Bart Hobijn (2022) remet en cause l’idée de « Grande Démission ». D’une part, il note que la hausse du taux de démissions tient aux jeunes travailleurs et aux travailleurs peu éduqués dans les secteurs et professions qui ont été les plus affectés par la pandémie. Ces secteurs, notamment ceux de la restauration, de l’hébergement et du commerce de détail, sont aussi ceux qui ont connu la plus forte croissance de l’emploi en 2021. Dans la mesure où, en outre, il ne semble pas y avoir eu une proportion significative de démissionnaires ayant changé de secteur ou de profession, il semblerait que le fort rebond de la demande de travail dans ces secteurs y ait en fait favorisé le reclassement des travailleurs.

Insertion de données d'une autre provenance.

PR #8870, opened 2020-02-05
PERF: Load users in batches when generating notifications

davidtaylorhq:
Previously we were trying to load all the users into memory simultaneously, which can cause Sidekiq to run out of memory for large sites.

notify_first_post_watchers now matches the code for sending other types of notifications.

### DIFF
--- a/app/services/post_alerter.rb
+++ b/app/services/post_alerter.rb
@@ -1,6 +1,8 @@
 # frozen_string_literal: true
 
 class PostAlerter
+  USER_BATCH_SIZE = 1000
+
   def self.post_created(post, opts = {})
     PostAlerter.new(opts).after_save_post(post, true)
     post
@@ -140,8 +142,7 @@ class PostAlerter
     users = User.where(id: user_ids)
 
     DiscourseEvent.trigger(:before_create_notifications_for_users, users, post)
-    users.pluck(:id).each do |user_id|
-      user = User.find_by(id: user_id)
+    each_user_in_batches(users) do |user|
       create_notification(user, Notification.types[:watching_first_post], post)
     end
   end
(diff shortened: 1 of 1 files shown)


app/services/post_alerter.rb
```diff
@@ -140,7 +140,8 @@ def notify_first_post_watchers(post, user_ids)
     users = User.where(id: user_ids)
 
     DiscourseEvent.trigger(:before_create_notifications_for_users, users, post)
-    users.each do |user|
+    users.pluck(:id).each do |user_id|
```
eviltrout: Maybe `find_in_batches` would be better here?

davidtaylorhq: It would probably be more efficient, but find_in_batches can be [affected by race conditions](https://api.rubyonrails.org/classes/ActiveRecord/Batches.html#method-i-find_in_batches) (e.g. if a user at the beginning of the list is deleted while the notifications are being sent, it could cause a user near the end of the list to be double-notified)

Loading one-by-one matches the existing behaviour of [`PostAlerter#notify_post_users`](https://github.com/discourse/discourse/blob/master/app/services/post_alerter.rb#L614-L618)

eviltrout: That's a nice solution. I think we should do it here and elsewhere.

davidtaylorhq: :+1: updated `notify_first_post_watchers` to use batches, and also `#notify_post_users`

app/services/post_alerter.rb
```diff
@@ -140,7 +142,7 @@ def notify_first_post_watchers(post, user_ids)
     users = User.where(id: user_ids)
 
     DiscourseEvent.trigger(:before_create_notifications_for_users, users, post)
-    users.each do |user|
+    each_user_in_batches(users) do |user|
```
ZogStriP: Why not use `user_ids` here instead of `users`?

app/services/post_alerter.rb
```diff
@@ -611,14 +613,22 @@ def notify_post_users(post, notified, include_category_watchers: true, include_t
 
     already_seen_users = TopicUser.where(topic_id: post.topic.id).where("highest_seen_post_number >= ?", post.post_number).pluck(:user_id)
 
-    notify.pluck(:id).each do |user_id|
-      notification_type = already_seen_users.include?(user_id) ? Notification.types[:edited] : Notification.types[:posted]
-      user = User.find_by(id: user_id)
+    each_user_in_batches(notify) do |user|
+      notification_type = already_seen_users.include?(user.id) ? Notification.types[:edited] : Notification.types[:posted]
```
SamSaffron: this is not new ... but `already_seen_users` should be a `Set` so include is fast and we are not constantly walking it.

app/services/post_alerter.rb
```diff
@@ -1,6 +1,8 @@
 # frozen_string_literal: true
 
 class PostAlerter
+  USER_BATCH_SIZE = 1000
```
SamSaffron: maybe 100 to keep memory down a tiny bit?

SamSaffron:
a couple of minor changes, but once you apply them feel free to merge, nice change.

app/services/post_alerter.rb
ZogStriP: Also it should probably be called `already_seen_user_ids` since it's only holding user ids.

app/services/post_alerter.rb
davidtaylorhq: 👍 Agreed. I took the 1000 default from Activerecord's `find_in_batches`, but our user object it pretty heavy so 100 makes more sense.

Deuxièmement, Hobijn constate que la Grande Démission n’est guère singulière d’un point de vue historique. Les données relatives aux démissions n’ont été collectées au travers de l’enquête JOLTS qu’à partir de 2000, mais l’enquête Manufacturing Labor Turnover Survey (MLTS) offrait jusqu’en 1981 un recensement assez similaire des démissions dans le secteur manufacturier. Cet indicateur suggère qu’il y a eu plusieurs vagues de démissions de la même ampleur que celle observée aujourd’hui, notamment en 1948, en 1951, en 1953, en 1966, en 1969 et en 1973. Ces vagues passées coïncidaient, tout comme celle d’aujourd’hui, avec des reprises rapides de l’activité marquées par une forte croissance de l’emploi. Il n’est alors guère étonnant que les reprises consécutives aux récessions de 2001 et 2008 n’aient pas été accompagnées de taux de démissions élevés : elles ont été marquées par une reprise lente de l’emploi, si bien que l’on a pu d'ailleurs les qualifier de « reprises sans emploi » (jobless recoveries).

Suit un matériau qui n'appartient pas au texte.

PR #8874, opened 2020-02-06
FIX: Change store.js.es6 to allow for random ID generation for duplicate records

martin-brennan:
Extracted from https://github.com/discourse/discourse/pull/8772

In some cases we want to use a random value instead of the object's id, e.g. if we have a list where the same ID database record shows multiple times but with different attached data. In the bookmarks PR for example the topic list shows multiple copies of the same topic because you can bookmark multiple posts in a topic with different reminder dates + times.

### DIFF
--- a/app/assets/javascripts/discourse/models/store.js.es6
+++ b/app/assets/javascripts/discourse/models/store.js.es6
@@ -198,9 +198,11 @@ export default EmberObject.extend({
     });
   },
 
-  createRecord(type, attrs) {
+  createRecord(type, attrs, opts = {}) {
     attrs = attrs || {};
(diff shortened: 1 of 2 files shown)


eviltrout:
This is probably not the right approach to solve your problem. The store is heavily built around the concept of an identity map and re-using objects. In other words, if you request the same record by id more than once, you will get back the same object. This helps saving memory and keeping things bound together.

If you need the same ID to refer to different objects, they must not be the same thing? I would recommend using a different ID in this case. For example, if it's the topic id but you are bookmarking posts, could you use the post id instead?

eviltrout:
@martin-brennan in that case could you use the post action (bookmark) id? There is probably some unique ID you can use for the store. If you need more help identifying it please do ask.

Après une vague de licenciements, comme celle que l’économie américaine a connu au début de la pandémie, les employeurs multiplient les propositions d’emplois lorsque l’activité rebondit et qu’il faut répondre à un surcroît de demande ; c’est précisément une forte hausse des propositions d’emploi qui a également été observée lors de la reprise post-pandémique. Ces postes vacants n’attirent pas seulement des chômeurs ; ils attirent également des travailleurs occupant déjà un emploi, désireux d’avoir un emploi de meilleure qualité que celui qu’ils occupaient jusqu’alors. Les travailleurs qui reçoivent une meilleure offre vont soit quitter leur ancien emploi, soit renégocier leur salaire avec leur actuel emploi. Ainsi, pour Hobijn, il serait plus juste de parler, non pas de « Grande Démission », mais de « Grande Renégociation ».